During his first underway period aboard a U.S. Navy ship, Lee made note of the similarities and differences between the U.S. and ROK navies while observing the joint training operations.

The bilateral mine countermeasures training is conducted annually during Foal Eagle and is designed to strengthen the interoperability between U.S. and ROK forces.

"Foal Eagle training has been very significant, because Korea and the U.S. are resolved in working together in mine warfare operations," said Lee. "It was interesting learning about the differences between the American mine countermeasures ships and Korean vessels, because both navies can learn from each other's expertise and knowledge."

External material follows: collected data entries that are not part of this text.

PR #12127, opened 2025-04-17
Web: fix webdav

looi:
* Currently, webdav PUT/DELETE requests fail due to "Response with null body status cannot have body"
* This code uses the logic that chrome uses: https://chromium.googlesource.com/chromium/src/+/c631f71be2e78da5d3ca2cb4dc1a05e08ac5930c/third_party/WebKit/Source/core/fetch/Response.cpp#106
* Also fixes fastDeepEqual import, consistent with other uses in the repo: https://github.com/search?q=repo%3Alaurent22%2Fjoplin%20fastDeepEqual&type=code

### DIFF
--- a/packages/app-mobile/root.tsx
+++ b/packages/app-mobile/root.tsx
@@ -35,7 +35,7 @@ const DropdownAlert = require('react-native-dropdownalert').default;
 const AlarmServiceDriver = require('./services/AlarmServiceDriver').default;
 const SafeAreaView = require('./components/SafeAreaView');
 const { connect, Provider } = require('react-redux');
-import fastDeepEqual = require('fast-deep-equal');
+const fastDeepEqual = require('fast-deep-equal');
 import { Provider as PaperProvider, MD3DarkTheme, MD3LightTheme } from 'react-native-paper';
 import BackButtonService from './services/BackButtonService';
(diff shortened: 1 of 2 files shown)


laurent22:
> Also fixes fastDeepEqual import, consistent with other uses in the repo: https://github.com/search?q=repo%3Alaurent22%2Fjoplin%20fastDeepEqual&type=code

Isn't the import syntax better because it provides types? But in any case unless it causes some problem with your change it should be changed in a separate PR (or maybe not changed at all if it doesn't impact anything)

laurent22:
Also please sign the CLA when you have a moment

looi:

looi:
> > Also fixes fastDeepEqual import, consistent with other uses in the repo: https://github.com/search?q=repo%3Alaurent22%2Fjoplin%20fastDeepEqual&type=code
> 
> Isn't the import syntax better because it provides types? But in any case unless it causes some problem with your change it should be changed in a separate PR (or maybe not changed at all if it doesn't impact anything)

Sure i reverted that change for now. It was causing some build problems for me earlier but I think it is ok now.

personalizedrefrigerator:
I'm linking to the relevant deployment workflow run: https://github.com/joplin/web-app/actions/runs/14651938648

Thank you for contributing!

One detail Lee made note of was that U.S. mine countermeasures vessels have two cranes to lower Mine Neutralization Vehicles (MNV), while the Korean versions have one. Lee also noted the U.S. Sailors' attention to detail and emphasis on safe and effective operations at sea.

"It's been really useful to see his point of view about daily operations aboard Chief," said Ensign Andrew Rumments, weapons officer on Chief, who was Lee's sponsor during the embarkation. "The ROK and U.S. Navy face similar challenges, but we find different solutions."

While aboard Chief, Lee toured the ship, stood watch with Rumments and discussed MNV operations as well as sonar detection capabilities.

"This has been my first time working alongside a partner navy," said Rumments. "This type of dialog ensures that if the need arises, we are ready to operate with our partners, and it also allows us to examine ourselves from an outside perspective."

Lee said the exercise provided significant training to the ROK and U.S., while reaffirming both nations' commitment to working together in mine warfare operations.

"I wanted to help promote our friendship and enhance our combined mine warfare skills on a personal level," said Lee. "It was an honor to serve beside our U.S. Navy partners."

Exercise Foal Eagle 2015 is a series of annual training events that are defense oriented and designed to increase readiness and maintain stability on the Korean Peninsula while strengthening the ROK-U.S. alliance and promoting regional peace and stability in the Indo-Asia-Pacific region.

The U.S. 7th Fleet maintains routine presence in the Indo-Asia-Pacific region to help promote maritime security and develop partnerships with friends and allies. Forward-deployed U.S. naval presence contributes to freedom of navigation, operational readiness, and enables an exchange of culture, skills, and tactical knowledge with nations throughout the region.